• _Exercise brief_
For each line in the records, produce an exact copy.

(Stored data)
PR #8364, opened 2022-12-11
Refactor BindingCollection to replace ArrayList with List<Binding>

Jericho:
Related: #8140

###### Microsoft Reviewers: [Open in CodeFlow](https://portal.fabricbot.ms/api/codeflow?pullrequest=https://github.com/dotnet/winforms/pull/8364)

### DIFF
--- a/src/System.Windows.Forms/src/System/Windows/Forms/BindingsCollection.cs
+++ b/src/System.Windows.Forms/src/System/Windows/Forms/BindingsCollection.cs
@@ -33,7 +33,7 @@ namespace System.Windows.Forms
         /// <summary>
         ///  Gets the <see cref="Binding"/> at the specified index.
         /// </summary>
-        public Binding this[int index] =>_list[index];
+        public Binding this[int index] => (_list ??= new())[index];
 
         protected internal void Add(Binding binding)
         {
@@ -49,8 +49,8 @@ namespace System.Windows.Forms
         protected virtual void AddCore(Binding dataBinding)
         {
             ArgumentNullException.ThrowIfNull(dataBinding);
-
-            _list?.Add(dataBinding);
+            _list ??= new();
+            _list.Add(dataBinding);
         }
 
         /// <summary>
--- a/src/System.Windows.Forms/src/System/Windows/Forms/BindingsCollection.cs
+++ b/src/System.Windows.Forms/src/System/Windows/Forms/BindingsCollection.cs
@@ -15,7 +15,7 @@ namespace System.Windows.Forms
     [DefaultEvent(nameof(CollectionChanged))]
     public class BindingsCollection : BaseCollection
     {
-        private ArrayList _list;
+        private List<Binding> _list;
         private CollectionChangeEventHandler _onCollectionChanging;
         private CollectionChangeEventHandler _onCollectionChanged;
 
@@ -23,17 +23,17 @@ namespace System.Windows.Forms
         {
         }
 
-        public override int Count => _list is null ? 0 : base.Count;
+        public override int Count => _list?.Count ?? 0;
 
         /// <summary>
         ///  Gets the bindings in the collection as an object.
         /// </summary>
-        protected override ArrayList List => _list ??= new ArrayList();
+        protected override ArrayList List => ArrayList.Adapter(_list ??= new());
 
         /// <summary>
         ///  Gets the <see cref="Binding"/> at the specified index.
         /// </summary>
-        public Binding this[int index] => (Binding)List[index];
+        public Binding this[int index] =>_list[index];
 
         protected internal void Add(Binding binding)
         {
@@ -50,7 +50,7 @@ namespace System.Windows.Forms
         {
             ArgumentNullException.ThrowIfNull(dataBinding);
 
-            List.Add(dataBinding);
+            _list?.Add(dataBinding);
         }
 
         /// <summary>
@@ -84,7 +84,7 @@ namespace System.Windows.Forms
         /// <summary>
         ///  Clears the collection of any members.
         /// </summary>
-        protected virtual void ClearCore() => List.Clear();
+        protected virtual void ClearCore() => _list?.Clear();
 
         /// <summary>
         ///  Raises the <see cref="CollectionChanging"/> event.
@@ -115,7 +115,7 @@ namespace System.Windows.Forms
         /// <summary>
         ///  Removes the specified <see cref="Binding"/> from the collection.
         /// </summary>
-        protected virtual void RemoveCore(Binding dataBinding) => List.Remove(dataBinding);
+        protected virtual void RemoveCore(Binding dataBinding) => _list?.Remove(dataBinding);
 
         protected internal bool ShouldSerializeMyAll() => Count > 0;
     }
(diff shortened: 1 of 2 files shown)


src/System.Windows.Forms/src/System/Windows/Forms/BindingsCollection.cs
```diff
@@ -15,25 +15,25 @@ namespace System.Windows.Forms
     [DefaultEvent(nameof(CollectionChanged))]
     public class BindingsCollection : BaseCollection
     {
-        private ArrayList _list;
+        private List<Binding> _list;
```
lonitra, line 18: Let's go ahead and enable nullability here and change this to `List<Binding>?`

lonitra (commented):
Just a comment about enabling nullability since we seem to be doing those checks in the file anyways.

src/System.Windows.Forms/src/System/Windows/Forms/BindingsCollection.cs
Jericho: sure.

src/System.Windows.Forms/src/System/Windows/Forms/BindingsCollection.cs
```diff
@@ -15,25 +13,25 @@ namespace System.Windows.Forms
     [DefaultEvent(nameof(CollectionChanged))]
     public class BindingsCollection : BaseCollection
     {
-        private ArrayList _list;
-        private CollectionChangeEventHandler _onCollectionChanging;
-        private CollectionChangeEventHandler _onCollectionChanged;
+        private List<Binding>? _list;
```
dreddy-work, line 16: This could be assigned as `private List<Binding> _list = new();` and remove nullable from it.

Jericho: The change you are proposing would allow removing a lot of null checking code (for example: `_list ??= new()`). However, it seems to me there was a deliberate decision to delay private members instantiation as much as possible throughout this project (presumably to ensure instantiation of the class in question is as quick as possible) so I'm reluctant to make this change here unless you tell me that's exactly what you want.

Here are a few examples taken at random from other classes where nullability has been enabled but private member instantiation has not been changed like you are suggesting: [here](https://github.com/dotnet/winforms/blob/079b548eea0799bd64f21ecf93771e7e317a5cb5/src/System.Windows.Forms/src/System/Windows/Forms/Application.ThreadContext.cs#L52), [here](https://github.com/dotnet/winforms/blob/079b548eea0799bd64f21ecf93771e7e317a5cb5/src/System.Windows.Forms/src/System/Windows/Forms/Form.EnumThreadWindowsCallback.cs#L15), [here](https://github.com/dotnet/winforms/blob/079b548eea0799bd64f21ecf93771e7e317a5cb5/src/System.Windows.Forms/src/System/Windows/Forms/KeysConverter.cs#L21), [here](https://github.com/dotnet/winforms/blob/079b548eea0799bd64f21ecf93771e7e317a5cb5/src/System.Windows.Forms/src/System/Windows/Forms/ListView.cs#L172) and [here](https://github.com/dotnet/winforms/blob/079b548eea0799bd64f21ecf93771e7e317a5cb5/src/System.Windows.Forms/src/System/Windows/Forms/TabPage.cs#L31).

Playing devil's advocate, I was able to find a handful of examples where private members instantiation is not delayed: [here](https://github.com/dotnet/winforms/blob/079b548eea0799bd64f21ecf93771e7e317a5cb5/src/System.Windows.Forms/src/System/Windows/Forms/ImageList.cs#L49) and [here](https://github.com/dotnet/winforms/blob/079b548eea0799bd64f21ecf93771e7e317a5cb5/src/System.Windows.Forms/src/System/Windows/Forms/ListView.cs#L138). 

The bottom line is that I can make the change you mentioned but let me know if that's what you want (in your comment, you said this `could` be done so I wasn't sure if that meant you wanted me to make the change or not).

• _Worked solution_
PR #8364, opened 2022-12-11
Refactor BindingCollection to replace ArrayList with List<Binding>

Jericho:
Related: #8140

###### Microsoft Reviewers: [Open in CodeFlow](https://portal.fabricbot.ms/api/codeflow?pullrequest=https://github.com/dotnet/winforms/pull/8364)

### DIFF
--- a/src/System.Windows.Forms/src/System/Windows/Forms/BindingsCollection.cs
+++ b/src/System.Windows.Forms/src/System/Windows/Forms/BindingsCollection.cs
@@ -33,7 +33,7 @@ namespace System.Windows.Forms
         /// <summary>
         ///  Gets the <see cref="Binding"/> at the specified index.
         /// </summary>
-        public Binding this[int index] =>_list[index];
+        public Binding this[int index] => (_list ??= new())[index];
 
         protected internal void Add(Binding binding)
         {
@@ -49,8 +49,8 @@ namespace System.Windows.Forms
         protected virtual void AddCore(Binding dataBinding)
         {
             ArgumentNullException.ThrowIfNull(dataBinding);
-
-            _list?.Add(dataBinding);
+            _list ??= new();
+            _list.Add(dataBinding);
         }
 
         /// <summary>
--- a/src/System.Windows.Forms/src/System/Windows/Forms/BindingsCollection.cs
+++ b/src/System.Windows.Forms/src/System/Windows/Forms/BindingsCollection.cs
@@ -15,7 +15,7 @@ namespace System.Windows.Forms
     [DefaultEvent(nameof(CollectionChanged))]
     public class BindingsCollection : BaseCollection
     {
-        private ArrayList _list;
+        private List<Binding> _list;
         private CollectionChangeEventHandler _onCollectionChanging;
         private CollectionChangeEventHandler _onCollectionChanged;
 
@@ -23,17 +23,17 @@ namespace System.Windows.Forms
         {
         }
 
-        public override int Count => _list is null ? 0 : base.Count;
+        public override int Count => _list?.Count ?? 0;
 
         /// <summary>
         ///  Gets the bindings in the collection as an object.
         /// </summary>
-        protected override ArrayList List => _list ??= new ArrayList();
+        protected override ArrayList List => ArrayList.Adapter(_list ??= new());
 
         /// <summary>
         ///  Gets the <see cref="Binding"/> at the specified index.
         /// </summary>
-        public Binding this[int index] => (Binding)List[index];
+        public Binding this[int index] =>_list[index];
 
         protected internal void Add(Binding binding)
         {
@@ -50,7 +50,7 @@ namespace System.Windows.Forms
         {
             ArgumentNullException.ThrowIfNull(dataBinding);
 
-            List.Add(dataBinding);
+            _list?.Add(dataBinding);
         }
 
         /// <summary>
@@ -84,7 +84,7 @@ namespace System.Windows.Forms
         /// <summary>
         ///  Clears the collection of any members.
         /// </summary>
-        protected virtual void ClearCore() => List.Clear();
+        protected virtual void ClearCore() => _list?.Clear();
 
         /// <summary>
         ///  Raises the <see cref="CollectionChanging"/> event.
@@ -115,7 +115,7 @@ namespace System.Windows.Forms
         /// <summary>
         ///  Removes the specified <see cref="Binding"/> from the collection.
         /// </summary>
-        protected virtual void RemoveCore(Binding dataBinding) => List.Remove(dataBinding);
+        protected virtual void RemoveCore(Binding dataBinding) => _list?.Remove(dataBinding);
 
         protected internal bool ShouldSerializeMyAll() => Count > 0;
     }
(diff shortened: 1 of 2 files shown)


src/System.Windows.Forms/src/System/Windows/Forms/BindingsCollection.cs
```diff
@@ -15,25 +15,25 @@ namespace System.Windows.Forms
     [DefaultEvent(nameof(CollectionChanged))]
     public class BindingsCollection : BaseCollection
     {
-        private ArrayList _list;
+        private List<Binding> _list;
```
lonitra, line 18: Let's go ahead and enable nullability here and change this to `List<Binding>?`

lonitra (commented):
Just a comment about enabling nullability since we seem to be doing those checks in the file anyways.

src/System.Windows.Forms/src/System/Windows/Forms/BindingsCollection.cs
Jericho: sure.

src/System.Windows.Forms/src/System/Windows/Forms/BindingsCollection.cs
```diff
@@ -15,25 +13,25 @@ namespace System.Windows.Forms
     [DefaultEvent(nameof(CollectionChanged))]
     public class BindingsCollection : BaseCollection
     {
-        private ArrayList _list;
-        private CollectionChangeEventHandler _onCollectionChanging;
-        private CollectionChangeEventHandler _onCollectionChanged;
+        private List<Binding>? _list;
```
dreddy-work, line 16: This could be assigned as `private List<Binding> _list = new();` and remove nullable from it.

Jericho: The change you are proposing would allow removing a lot of null checking code (for example: `_list ??= new()`). However, it seems to me there was a deliberate decision to delay private members instantiation as much as possible throughout this project (presumably to ensure instantiation of the class in question is as quick as possible) so I'm reluctant to make this change here unless you tell me that's exactly what you want.

Here are a few examples taken at random from other classes where nullability has been enabled but private member instantiation has not been changed like you are suggesting: [here](https://github.com/dotnet/winforms/blob/079b548eea0799bd64f21ecf93771e7e317a5cb5/src/System.Windows.Forms/src/System/Windows/Forms/Application.ThreadContext.cs#L52), [here](https://github.com/dotnet/winforms/blob/079b548eea0799bd64f21ecf93771e7e317a5cb5/src/System.Windows.Forms/src/System/Windows/Forms/Form.EnumThreadWindowsCallback.cs#L15), [here](https://github.com/dotnet/winforms/blob/079b548eea0799bd64f21ecf93771e7e317a5cb5/src/System.Windows.Forms/src/System/Windows/Forms/KeysConverter.cs#L21), [here](https://github.com/dotnet/winforms/blob/079b548eea0799bd64f21ecf93771e7e317a5cb5/src/System.Windows.Forms/src/System/Windows/Forms/ListView.cs#L172) and [here](https://github.com/dotnet/winforms/blob/079b548eea0799bd64f21ecf93771e7e317a5cb5/src/System.Windows.Forms/src/System/Windows/Forms/TabPage.cs#L31).

Playing devil's advocate, I was able to find a handful of examples where private members instantiation is not delayed: [here](https://github.com/dotnet/winforms/blob/079b548eea0799bd64f21ecf93771e7e317a5cb5/src/System.Windows.Forms/src/System/Windows/Forms/ImageList.cs#L49) and [here](https://github.com/dotnet/winforms/blob/079b548eea0799bd64f21ecf93771e7e317a5cb5/src/System.Windows.Forms/src/System/Windows/Forms/ListView.cs#L138). 

The bottom line is that I can make the change you mentioned but let me know if that's what you want (in your comment, you said this `could` be done so I wasn't sure if that meant you wanted me to make the change or not).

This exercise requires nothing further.